### Problem details
Report every line in the records below that holds the word "check".

### Items from a data source
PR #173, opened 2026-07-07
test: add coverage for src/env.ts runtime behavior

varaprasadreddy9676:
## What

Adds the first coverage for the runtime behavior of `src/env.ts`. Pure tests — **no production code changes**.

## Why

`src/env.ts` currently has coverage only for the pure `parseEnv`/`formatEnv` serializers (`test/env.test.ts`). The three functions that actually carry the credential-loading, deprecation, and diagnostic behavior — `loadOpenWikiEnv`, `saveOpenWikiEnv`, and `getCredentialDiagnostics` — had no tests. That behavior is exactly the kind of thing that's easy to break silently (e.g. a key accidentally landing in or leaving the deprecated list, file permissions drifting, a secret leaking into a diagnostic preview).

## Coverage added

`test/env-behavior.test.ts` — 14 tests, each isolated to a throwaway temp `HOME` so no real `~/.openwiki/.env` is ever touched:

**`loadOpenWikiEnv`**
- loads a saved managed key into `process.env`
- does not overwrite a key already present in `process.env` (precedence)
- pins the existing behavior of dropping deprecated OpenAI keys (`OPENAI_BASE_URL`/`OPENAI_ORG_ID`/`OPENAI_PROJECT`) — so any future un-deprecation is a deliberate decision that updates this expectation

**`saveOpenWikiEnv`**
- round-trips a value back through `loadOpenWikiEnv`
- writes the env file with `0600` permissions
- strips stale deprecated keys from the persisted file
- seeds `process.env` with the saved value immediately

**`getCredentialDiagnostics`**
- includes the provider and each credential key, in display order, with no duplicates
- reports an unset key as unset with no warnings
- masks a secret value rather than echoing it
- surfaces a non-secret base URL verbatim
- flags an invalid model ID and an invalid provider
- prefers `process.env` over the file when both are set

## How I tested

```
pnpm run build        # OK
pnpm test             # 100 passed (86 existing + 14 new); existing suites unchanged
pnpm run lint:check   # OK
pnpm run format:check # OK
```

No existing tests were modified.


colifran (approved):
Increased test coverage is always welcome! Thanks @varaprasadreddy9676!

* * *

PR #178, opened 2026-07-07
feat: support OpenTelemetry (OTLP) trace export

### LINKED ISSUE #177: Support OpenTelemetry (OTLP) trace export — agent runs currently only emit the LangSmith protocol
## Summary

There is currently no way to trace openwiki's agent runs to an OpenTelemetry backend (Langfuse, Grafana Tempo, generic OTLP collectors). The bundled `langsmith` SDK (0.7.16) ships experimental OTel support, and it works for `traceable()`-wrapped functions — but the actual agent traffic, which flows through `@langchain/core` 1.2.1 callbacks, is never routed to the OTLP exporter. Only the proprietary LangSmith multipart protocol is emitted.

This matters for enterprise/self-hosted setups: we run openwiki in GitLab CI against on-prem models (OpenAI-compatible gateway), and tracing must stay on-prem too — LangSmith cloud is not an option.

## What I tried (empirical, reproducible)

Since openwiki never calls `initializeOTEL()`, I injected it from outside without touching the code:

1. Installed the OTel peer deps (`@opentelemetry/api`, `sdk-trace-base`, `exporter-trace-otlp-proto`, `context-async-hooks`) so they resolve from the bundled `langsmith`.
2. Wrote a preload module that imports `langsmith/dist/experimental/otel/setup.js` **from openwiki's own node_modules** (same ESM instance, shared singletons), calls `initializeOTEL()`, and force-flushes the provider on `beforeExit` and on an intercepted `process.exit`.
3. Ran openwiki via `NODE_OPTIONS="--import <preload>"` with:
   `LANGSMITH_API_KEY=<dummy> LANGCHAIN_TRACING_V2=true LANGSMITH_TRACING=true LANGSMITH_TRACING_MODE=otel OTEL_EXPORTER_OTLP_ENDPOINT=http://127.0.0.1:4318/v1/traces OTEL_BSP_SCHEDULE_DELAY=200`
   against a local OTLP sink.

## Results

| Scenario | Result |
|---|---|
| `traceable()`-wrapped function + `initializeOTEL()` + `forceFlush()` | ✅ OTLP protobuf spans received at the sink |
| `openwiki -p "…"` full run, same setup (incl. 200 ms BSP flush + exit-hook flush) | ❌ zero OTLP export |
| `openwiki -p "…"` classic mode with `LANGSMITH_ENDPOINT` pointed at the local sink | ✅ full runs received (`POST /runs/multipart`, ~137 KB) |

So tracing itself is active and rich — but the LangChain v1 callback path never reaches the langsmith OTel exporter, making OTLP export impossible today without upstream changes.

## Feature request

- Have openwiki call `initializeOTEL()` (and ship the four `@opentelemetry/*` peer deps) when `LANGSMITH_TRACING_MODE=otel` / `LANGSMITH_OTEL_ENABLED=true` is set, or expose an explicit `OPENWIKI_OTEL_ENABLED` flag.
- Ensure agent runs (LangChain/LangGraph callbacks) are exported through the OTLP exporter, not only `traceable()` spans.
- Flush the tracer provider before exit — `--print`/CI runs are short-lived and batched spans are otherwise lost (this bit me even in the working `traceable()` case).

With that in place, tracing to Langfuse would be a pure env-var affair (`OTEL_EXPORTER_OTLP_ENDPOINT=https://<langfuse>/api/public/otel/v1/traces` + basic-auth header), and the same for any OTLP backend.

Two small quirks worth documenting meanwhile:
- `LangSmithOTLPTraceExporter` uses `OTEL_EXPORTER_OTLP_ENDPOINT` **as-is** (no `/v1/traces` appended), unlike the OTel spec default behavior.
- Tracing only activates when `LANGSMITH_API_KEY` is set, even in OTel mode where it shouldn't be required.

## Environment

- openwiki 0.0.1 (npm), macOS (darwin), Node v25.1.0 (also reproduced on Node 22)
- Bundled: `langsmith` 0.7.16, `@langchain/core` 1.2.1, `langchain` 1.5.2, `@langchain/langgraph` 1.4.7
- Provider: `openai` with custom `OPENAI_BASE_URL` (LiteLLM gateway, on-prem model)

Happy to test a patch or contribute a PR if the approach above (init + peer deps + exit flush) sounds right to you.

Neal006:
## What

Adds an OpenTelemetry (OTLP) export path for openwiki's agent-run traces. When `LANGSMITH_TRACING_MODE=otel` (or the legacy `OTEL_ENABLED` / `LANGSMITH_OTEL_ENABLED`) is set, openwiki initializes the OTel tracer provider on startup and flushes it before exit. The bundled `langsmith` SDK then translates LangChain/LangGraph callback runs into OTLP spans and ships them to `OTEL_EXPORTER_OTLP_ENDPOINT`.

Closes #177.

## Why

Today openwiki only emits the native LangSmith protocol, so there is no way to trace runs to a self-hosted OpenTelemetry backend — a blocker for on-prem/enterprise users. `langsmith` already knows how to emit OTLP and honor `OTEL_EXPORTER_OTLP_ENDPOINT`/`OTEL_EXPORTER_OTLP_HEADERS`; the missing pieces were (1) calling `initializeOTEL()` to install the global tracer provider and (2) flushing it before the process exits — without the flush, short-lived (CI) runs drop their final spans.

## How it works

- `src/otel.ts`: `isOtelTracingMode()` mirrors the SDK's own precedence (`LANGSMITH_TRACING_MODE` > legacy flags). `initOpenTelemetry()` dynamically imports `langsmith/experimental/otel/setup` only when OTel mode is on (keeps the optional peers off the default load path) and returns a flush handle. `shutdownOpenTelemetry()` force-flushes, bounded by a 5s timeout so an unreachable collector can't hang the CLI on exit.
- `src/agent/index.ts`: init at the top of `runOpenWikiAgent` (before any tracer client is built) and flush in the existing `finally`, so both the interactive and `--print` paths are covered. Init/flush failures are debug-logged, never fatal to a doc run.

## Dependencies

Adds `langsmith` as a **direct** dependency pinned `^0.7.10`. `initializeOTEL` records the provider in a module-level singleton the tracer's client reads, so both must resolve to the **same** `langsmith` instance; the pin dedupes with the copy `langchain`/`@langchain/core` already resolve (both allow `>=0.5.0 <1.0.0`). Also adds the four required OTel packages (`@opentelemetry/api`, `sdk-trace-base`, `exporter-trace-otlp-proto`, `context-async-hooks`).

### Result
pnpm run lint:check   # OK
pnpm run format:check # OK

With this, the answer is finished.